On the other hand, I volunteered to have Google store this information and
such so they can provide me with better services. And the dashboard / facts
are pretty nifty; wish I could set the time scale to a year. There's a few
pretty big jumps in my history, trip to the US, another to Turkey, and if my
data was working, there'd be another to the UK.

Also good to know I still have 330.000 kilometers to get to the moon.

------
digital_ice
I've turned location history off three times now, I want to know why Google
think they have the right to silently turn it back on again without asking me.

------
mojuba
I think it's only a question of time when the data mining industry becomes so
big and mature that it will be able to subsidize gadgets, or at least cheap
ones.

You want to know my location history, my searches, website visits, purchases?
Give that (future) cheap iPhone or Android away for free!

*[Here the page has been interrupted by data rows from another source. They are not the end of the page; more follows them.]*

Issue #1896, opened 2026-04-17
The agent fails to correctly interface with the chrome-devtools binary, inventing flags or failing to escape characters for the shell.


zyzyzyryxy:
### Description of the bug

Agent can misunderstand how to use CLI interface properly and struggle with finding a working solution.
In one session I encountered 6 consecutive failed attempts to properly call the tool:

   1. Attempt 1 (Bash Syntax Error):
       * Tool Call: chrome-devtools evaluate_script --expression '''const mainElement = document.querySelector('main'); ... return oldestDate.toLocaleDateString(...);'''
       * Error: /usr/bin/bash: line 2: span)).filter(span => { ... No such file or directory
       * Reason: The shell tried to execute the JavaScript code as a bash script because of unescaped parentheses and line breaks.

   2. Attempt 2 (Missing Positional Argument):
       * Tool Call: chrome-devtools evaluate_script --expression '''const mainElement = document.querySelector('main'); ... return oldestDate.toLocaleDateString(...);'''
       * Error: Not enough non-option arguments: got 0, need at least 1
       * Reason: The CLI parser expected the script as a positional argument; it treated the code following --expression as a value for an unrecognized flag.

   3. Attempt 3 (Missing Positional Argument):
       * Tool Call: chrome-devtools evaluate_script --expression "(() => { const dates = []; ... return oldestDate.toLocaleDateString(...); })();"
       * Error: Not enough non-option arguments: got 0, need at least 1
       * Reason: Similar to Attempt 2, but using double quotes. The parser still failed to identify the required positional argument.

   4. Attempt 4 (Unknown CLI Flag):
       * Tool Call: chrome-devtools evaluate_script --expression '''(() => { ... })();'''
       * Error: Unknown arguments: expression, found.;
       * Reason: The CLI explicitly rejected the invented --expression flag.

   5. Attempt 5 (JavaScript Syntax Error via Shell):
       * Tool Call: chrome-devtools evaluate_script "(() => { const dates = []; ... return oldestDate.getTime(); } else { return -1; } })();"
       * Error: Unexpected token ';'
       * Reason: The flag was removed, but the shell stripped or misinterpreted characters within the double-quoted string, resulting in invalid JavaScript being delivered to the browser.

   6. Attempt 6 (JavaScript Syntax Error via Shell):
       * Tool Call: chrome-devtools evaluate_script "(() => { const dateStrings = []; ... return dateStrings; })();"
[...]

PR #2244, opened 2026-06-22
fix: Evaluate script error messages

syedaly:
Add helpful error messages to evaluate_script CLI to prevent agents from repeatedly failing with wrong flags or missing arguments. 
https://github.com/ChromeDevTools/chrome-devtools-mcp/issues/1896


Lightning00Blade:
Thanks for the PR, but the real issue here is testing the new error, because of that we would prefer the team handle issues labeled with evals.

PR #2250, opened 2026-06-24
feat: expose screencast first frame timestamp

### LINKED ISSUE #2216: Expose first-frame timestamp from screencast_start

I am trying to annoate the video with specific timestamps that are accurate.

I'm building an annotation layer on top of screencast. Overlaying timed markers (pass/fail, click highlights) on the recorded video. The challenge is syncing annotation timestamps to video time.

`screencast_start` is async. By the time the MCP response comes back, the video has already been recording for 1-5s. So I can't reliably compute "second 0" of the video from the caller's side. Setting t0 before the call is too early, after the response is too late.

Looking at the source, Puppeteer's ScreenRecorder subscribes to Page.screencastFrame events which include metadata.timestamp. It uses these internally for frame duplication but never exposes them.

Ask: Could screencast_start's response include the wall-clock time (or CDP timestamp) of the first frame? Something like:

```json
{
  "content": [{ "text": "Recording started...", "firstFrameTimestamp": 1718488800.123 }]
}
```

This would let callers precisely correlate external events to video time without needing a direct CDP connection.

I built my own recorder that gets added to the toolset. Currently instead of using screencast_start and screencast_stop, I have a proxy mcp that my agent calls which then wraps the chrome devtools mcp. this proxy mcp opens a child process which is the real chrome devtools mcp. tools that are standard to the mcp are forwarded and tools that are related to recording is handled by this proxy server instead. from my own screen recorder i pass back the first frame timestamp which allows me to accurately set this beginning timestamp.

### Additional context

_No response_

Sushanth012:
## Summary
- capture the first `Page.screencastFrame` metadata timestamp while starting a screencast
- include the timestamp in the human-readable `screencast_start` response
- expose the timestamp as `structuredContent.firstFrameTimestamp` for clients that need precise video annotation alignment
- add regression coverage for the response text and structured content

## Verification
- npm run test tests/tools/screencast.test.ts
- npm run typecheck
- npm run check-format

Note: on Windows, `npm run check-format` runs ESLint and Prettier successfully, then fails because the package script's trailing semicolon is passed to Prettier as a `".;"` file pattern.

Closes #2216

### DIFF
--- a/src/McpResponse.ts
+++ b/src/McpResponse.ts
@@ -213,6 +213,7 @@ export class McpResponse implements Response {
   #attachedLighthouseResult?: LighthouseData;
   #textResponseLines: string[] = [];
   #images: ImageContentData[] = [];
+  #screencastFirstFrameTimestamp: number | undefined;
   #heapSnapshotOptions?: {
     include: boolean;
     aggregates?: Record<
@@ -436,6 +437,10 @@ export class McpResponse implements Response {
 
   appendResponseLine(value: string): void {
     this.#textResponseLines.push(value);
+  }
+
+  setScreencastFirstFrameTimestamp(timestamp: number): void {
+    this.#screencastFirstFrameTimestamp = timestamp;
   }
 
   attachWaitForResult(result: WaitForEventsResult): void {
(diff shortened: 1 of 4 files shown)


Lightning00Blade:
As mention in the issue there is already a way to get the information from the file. 
Even if we decide that exposing this make sense, the implementation should happen in Puppeteer, which gets the information to generate the frames. That would provide a much cleaner API.

PR #2253, opened 2026-06-24
fix: warn evaluate_script not to navigate page because navigation destroys execution context

### LINKED ISSUE #1894: The agent attempts to use window.location.href inside evaluate_script to scrape multiple pages in one go, which kills the execution context.
### Description of the bug

Example tool (mis)use:
```
// Inside evaluate_script
async () => {
  window.location.href = "https://books.toscrape.com/catalogue/..."; 
  await new Promise(r => setTimeout(r, 1000));
  return document.querySelector('td').innerText;
}
```

This happened without prior `chrome-devtools` skill activation. Observed one instance across six runs of this specific eval (nine if counting cli runs too).

After one attempt, agent correctly pivoted to using `navigate_page` and `evaluate_script` for each page separately.

### Reproduction

Prompt agent to find the same information on multiple related pages (like scrapping information about multiple products from an online store).

### Expectation

`evaluate_script` tool description should inform the agent about its limitations.

### MCP configuration

any

v0.20.1

### Chrome version

_No response_

### Coding agent version

gemini-cli

### Model version

gemini-2.5-flash

### Chat log

_No response_

### Node version

_No response_

### Operating system

None

### Extra checklist

AhmerYarnham:
Fixes #1894

## Changes
- Added warning in evaluate_script tool description that navigation 
  (window.location.href) destroys execution context
- Updated CLI help text
- Updated tool-reference.md docs
- Added regression test coverage

## How to test
Run: npm run test:no-build -- tests/tools/script.test.ts

### DIFF
--- a/docs/tool-reference.md
+++ b/docs/tool-reference.md
@@ -345,8 +345,7 @@
 
 ### `evaluate_script`
 
-**Description:** Evaluate a JavaScript function inside the currently selected page. Returns the response as JSON,
-so returned values have to be JSON-serializable.
+**Description:** Evaluate a JavaScript function inside the currently selected page. Returns the response as JSON, so returned values have to be JSON-serializable. Do not navigate the page inside this script; use `navigate_page` or `new_page` to change URLs because page navigations destroy the execution context.
 
 **Parameters:**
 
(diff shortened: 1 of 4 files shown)


Lightning00Blade:
Thanks for the PR, but the real issue here is testing the new error, because of that we would prefer the team handle issues labeled with `evals`.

(Personally I prefer to minimize my surveillance information, but surely there
will be those who'd gladly agree.)

------
JasonFruit
I just got to relive the unexpected drive to another state to the NICU the day
my son was born. That's worth the loss of privacy.

------
Mchl
I like how it gets all confused by the fact that I have several devices in
different locations all signed in to the same account.

------
cheapsteak
This is awesome in every sense of the word.

Really wish there was a service like this that only stored the data on your
computer/server and not at a place that has an open door policy with the USG.
In the mean time, where do I go to turn this off?

edit: found it. On Android, Settings -> Location (under "Personal") ->Google
Location Reporting

------
raquo
I'm happy that it doesn't work for me. Not that I doubt that google knows my
whereabouts anyway...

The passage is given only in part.